____ Records supplied

PR #3464, opened 2022-09-27
Refactor bootstrap tasks

chrisdoherty4:
Depends on https://github.com/aws/eks-anywhere/pull/3472

To be written

### DIFF
--- a/pkg/workflow/task/bootstrap/bootstrap.go
+++ b/pkg/workflow/task/bootstrap/bootstrap.go
@@ -2,82 +2,168 @@ package bootstrap
 
 import (
 	"context"
+	"fmt"
 
-	"github.com/aws/eks-anywhere/pkg/bootstrapper"
+	"github.com/go-logr/logr"
+	"k8s.io/apimachinery/pkg/runtime"
+	apimachinerytypes "k8s.io/apimachinery/pkg/types"
+
 	"github.com/aws/eks-anywhere/pkg/cluster"
-	"github.com/aws/eks-anywhere/pkg/constants"
+	"github.com/aws/eks-anywhere/pkg/filewriter"
 	"github.com/aws/eks-anywhere/pkg/types"
 	"github.com/aws/eks-anywhere/pkg/workflow/contextutil"
 )
 
-// OptionsRetriever supplies bootstrap cluster options. This is typically satisfied
-// by a provider.
-type OptionsRetriever interface {
-	BootstrapClusterOpts(*cluster.Spec) ([]bootstrapper.BootstrapClusterOption, error)
-}
-
-// Bootstrapper creates and destroys bootstrap clusters. It is satisfied by the bootstrap package
-// and exists predominently for testability.
-type Bootstrapper interface {
-	// CreateCluster creates a new local cluster. It does not contain any EKS-A components.
-	CreateBootstrapCluster(
-		context.Context,
-		*cluster.Spec,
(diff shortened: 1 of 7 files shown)


pkg/workflow/task/bootstrap/bootstrap.go
```diff
@@ -2,75 +2,146 @@ package bootstrap
...
+	})
+
+	return ctx, nil
 }
 
-// DeleteCluster deletes a bootstrap cluster. It expects the bootstrap cluster to be
-// populated in the context using workflow.WithBootstrapCluster.
+// KubernetesClient is used to interact with a Kubernetes cluster.
+type KubernetesClient interface {
+	Get(ctx context.Context, kubeconfig string, key corev1.ObjectReference, obj runtime.Object) error
```
g-gaston, line 74: Although it makes sense from a concept perspective, I fear `ObjectReference` is not the best input for this kind of method. It contains things like UID, ResourceVersion and even FieldPath. We would need to document that those fields are not needed/ignored but still, it complicates the interface.

I would suggest to either have our own type with the minimum set of fields or maybe use a signature similar to https://github.com/aws/eks-anywhere/blob/main/pkg/clients/kubernetes/unauth.go#L41, which only requires name and namespace.

pkg/workflow/task/bootstrap/client.go
```diff
@@ -0,0 +1,46 @@
...
+	// GetKubeconfig retrieves an in-memory kubeconfig for the bootstrap cluster identified by
+	// name.
+	GetKubeconfig(ctx context.Context, name string) ([]byte, error)
+
+	// ClusterExists determines if a bootstrap cluster identified by name exists.
+	ClusterExists(ctx context.Context, name string) (bool, error)
+}
+
+// CreateBootstrapClusterOptions defines the options available for bootstrap cluster creation.
+type CreateBootstrapClusterOptions struct {
```
g-gaston, line 32: Curious why you would define this here as opposed to in `pkg/bootstrap` or similar.

This creates dependencies "retriever" -> `pkg/workflow/task/bootstrap` and "client" -> `pkg/workflow/task/bootstrap` and I'm not sure that's a good thing.

Although there is no other usecase for the bootstrap client/retriever than to be used from these tasks, it seems a bit odd than they depend on this package, which is just an orchestrator.

pkg/workflow/task/bootstrap/bootstrap.go
chrisdoherty4: Yea, it makes sense to descope it. I think there's a `NamespacedName` somewhere in apimachinery or some other Kubernetes lib?

pkg/workflow/task/bootstrap/client.go
chrisdoherty4: I'm not sure what we want yet. With the other changes in this PR, the `bootstrap.Bootstrapper` is redundant and disappears. If we put the options struct in `boostrapper` it only defines that type making that package feel rather unnecessary.

This would be a tradeoff that yields colocated code at the expense of an odd looking import statement in things populating the options.

chrisdoherty4: Another thought. It might be worth simplifying the options first to extract as much provider agnostic configuration out of providers and see whats left.

chrisdoherty4:
We've moved a different direction. We may revisit some of this in the near future.

PR #3471, opened 2022-09-28
Add vsphere client processors

taneyland:
*Issue #, if available:*

*Description of changes:*
Add client processors for vsphere reconciler

*Testing (if applicable):*


controllers/cluster_controller_test.go
```diff
@@ -289,6 +289,13 @@ func createWNMachineConfig() *anywherev1.VSphereMachineConfig {
 		ObjectMeta: metav1.ObjectMeta{
 			Name:      name + "-wn",
 			Namespace: namespace,
+			OwnerReferences: []metav1.OwnerReference{
```
g-gaston, line 292: what are these for?

g-gaston (commented):
Looks great!

controllers/cluster_controller_test.go
taneyland: Since we [ensure owner reference](https://github.com/aws/eks-anywhere/blob/main/controllers/cluster_controller.go#L153) is set in the reconciler, this field is expected so I'm setting it here

g-gaston: But why are these tests being affected by adding processors to the spec build?

taneyland: We call the [DefaultConfigClientBuilder](https://github.com/aws/eks-anywhere/blob/main/controllers/cluster_controller.go#L203) in the method where we set the owner refs. And we added the new processors to the DefaultConfigClientBuilder. So it now adds the owner ref to those objects, which in turn affects the unit tests because it we expect the objects in the test to match what is actually passed in

g-gaston: Ahhhh understood, thanks @taneyland!

PR #3472, opened 2022-09-28
Remove contextutil package

chrisdoherty4:
The `contextutil` package was written as an experiment to contain context instrumentation behavior. Having refactored the code to have task specific packages it doesn't make sense to maintain for now.

This change moves the bootstrap cluster context instrumentation funcs to the `bootstrap` task package and removes `contextutil`.


pkg/workflow/task/bootstrap/context.go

________

A full, exact copy of the entries is the required answer.

Reply to the task>
PR #3464, opened 2022-09-27
Refactor bootstrap tasks

chrisdoherty4:
Depends on https://github.com/aws/eks-anywhere/pull/3472

To be written

### DIFF
--- a/pkg/workflow/task/bootstrap/bootstrap.go
+++ b/pkg/workflow/task/bootstrap/bootstrap.go
@@ -2,82 +2,168 @@ package bootstrap
 
 import (
 	"context"
+	"fmt"
 
-	"github.com/aws/eks-anywhere/pkg/bootstrapper"
+	"github.com/go-logr/logr"
+	"k8s.io/apimachinery/pkg/runtime"
+	apimachinerytypes "k8s.io/apimachinery/pkg/types"
+
 	"github.com/aws/eks-anywhere/pkg/cluster"
-	"github.com/aws/eks-anywhere/pkg/constants"
+	"github.com/aws/eks-anywhere/pkg/filewriter"
 	"github.com/aws/eks-anywhere/pkg/types"
 	"github.com/aws/eks-anywhere/pkg/workflow/contextutil"
 )
 
-// OptionsRetriever supplies bootstrap cluster options. This is typically satisfied
-// by a provider.
-type OptionsRetriever interface {
-	BootstrapClusterOpts(*cluster.Spec) ([]bootstrapper.BootstrapClusterOption, error)
-}
-
-// Bootstrapper creates and destroys bootstrap clusters. It is satisfied by the bootstrap package
-// and exists predominently for testability.
-type Bootstrapper interface {
-	// CreateCluster creates a new local cluster. It does not contain any EKS-A components.
-	CreateBootstrapCluster(
-		context.Context,
-		*cluster.Spec,
(diff shortened: 1 of 7 files shown)


pkg/workflow/task/bootstrap/bootstrap.go
```diff
@@ -2,75 +2,146 @@ package bootstrap
...
+	})
+
+	return ctx, nil
 }
 
-// DeleteCluster deletes a bootstrap cluster. It expects the bootstrap cluster to be
-// populated in the context using workflow.WithBootstrapCluster.
+// KubernetesClient is used to interact with a Kubernetes cluster.
+type KubernetesClient interface {
+	Get(ctx context.Context, kubeconfig string, key corev1.ObjectReference, obj runtime.Object) error
```
g-gaston, line 74: Although it makes sense from a concept perspective, I fear `ObjectReference` is not the best input for this kind of method. It contains things like UID, ResourceVersion and even FieldPath. We would need to document that those fields are not needed/ignored but still, it complicates the interface.

I would suggest to either have our own type with the minimum set of fields or maybe use a signature similar to https://github.com/aws/eks-anywhere/blob/main/pkg/clients/kubernetes/unauth.go#L41, which only requires name and namespace.

pkg/workflow/task/bootstrap/client.go
```diff
@@ -0,0 +1,46 @@
...
+	// GetKubeconfig retrieves an in-memory kubeconfig for the bootstrap cluster identified by
+	// name.
+	GetKubeconfig(ctx context.Context, name string) ([]byte, error)
+
+	// ClusterExists determines if a bootstrap cluster identified by name exists.
+	ClusterExists(ctx context.Context, name string) (bool, error)
+}
+
+// CreateBootstrapClusterOptions defines the options available for bootstrap cluster creation.
+type CreateBootstrapClusterOptions struct {
```
g-gaston, line 32: Curious why you would define this here as opposed to in `pkg/bootstrap` or similar.

This creates dependencies "retriever" -> `pkg/workflow/task/bootstrap` and "client" -> `pkg/workflow/task/bootstrap` and I'm not sure that's a good thing.

Although there is no other usecase for the bootstrap client/retriever than to be used from these tasks, it seems a bit odd than they depend on this package, which is just an orchestrator.

pkg/workflow/task/bootstrap/bootstrap.go
chrisdoherty4: Yea, it makes sense to descope it. I think there's a `NamespacedName` somewhere in apimachinery or some other Kubernetes lib?

pkg/workflow/task/bootstrap/client.go
chrisdoherty4: I'm not sure what we want yet. With the other changes in this PR, the `bootstrap.Bootstrapper` is redundant and disappears. If we put the options struct in `boostrapper` it only defines that type making that package feel rather unnecessary.

This would be a tradeoff that yields colocated code at the expense of an odd looking import statement in things populating the options.

chrisdoherty4: Another thought. It might be worth simplifying the options first to extract as much provider agnostic configuration out of providers and see whats left.

chrisdoherty4:
We've moved a different direction. We may revisit some of this in the near future.

PR #3471, opened 2022-09-28
Add vsphere client processors

taneyland:
*Issue #, if available:*

*Description of changes:*
Add client processors for vsphere reconciler

*Testing (if applicable):*


controllers/cluster_controller_test.go
```diff
@@ -289,6 +289,13 @@ func createWNMachineConfig() *anywherev1.VSphereMachineConfig {
 		ObjectMeta: metav1.ObjectMeta{
 			Name:      name + "-wn",
 			Namespace: namespace,
+			OwnerReferences: []metav1.OwnerReference{
```
g-gaston, line 292: what are these for?

g-gaston (commented):
Looks great!

controllers/cluster_controller_test.go
taneyland: Since we [ensure owner reference](https://github.com/aws/eks-anywhere/blob/main/controllers/cluster_controller.go#L153) is set in the reconciler, this field is expected so I'm setting it here

g-gaston: But why are these tests being affected by adding processors to the spec build?

taneyland: We call the [DefaultConfigClientBuilder](https://github.com/aws/eks-anywhere/blob/main/controllers/cluster_controller.go#L203) in the method where we set the owner refs. And we added the new processors to the DefaultConfigClientBuilder. So it now adds the owner ref to those objects, which in turn affects the unit tests because it we expect the objects in the test to match what is actually passed in

g-gaston: Ahhhh understood, thanks @taneyland!

PR #3472, opened 2022-09-28
Remove contextutil package

chrisdoherty4:
The `contextutil` package was written as an experiment to contain context instrumentation behavior. Having refactored the code to have task specific packages it doesn't make sense to maintain for now.

This change moves the bootstrap cluster context instrumentation funcs to the `bootstrap` task package and removes `contextutil`.


pkg/workflow/task/bootstrap/context.go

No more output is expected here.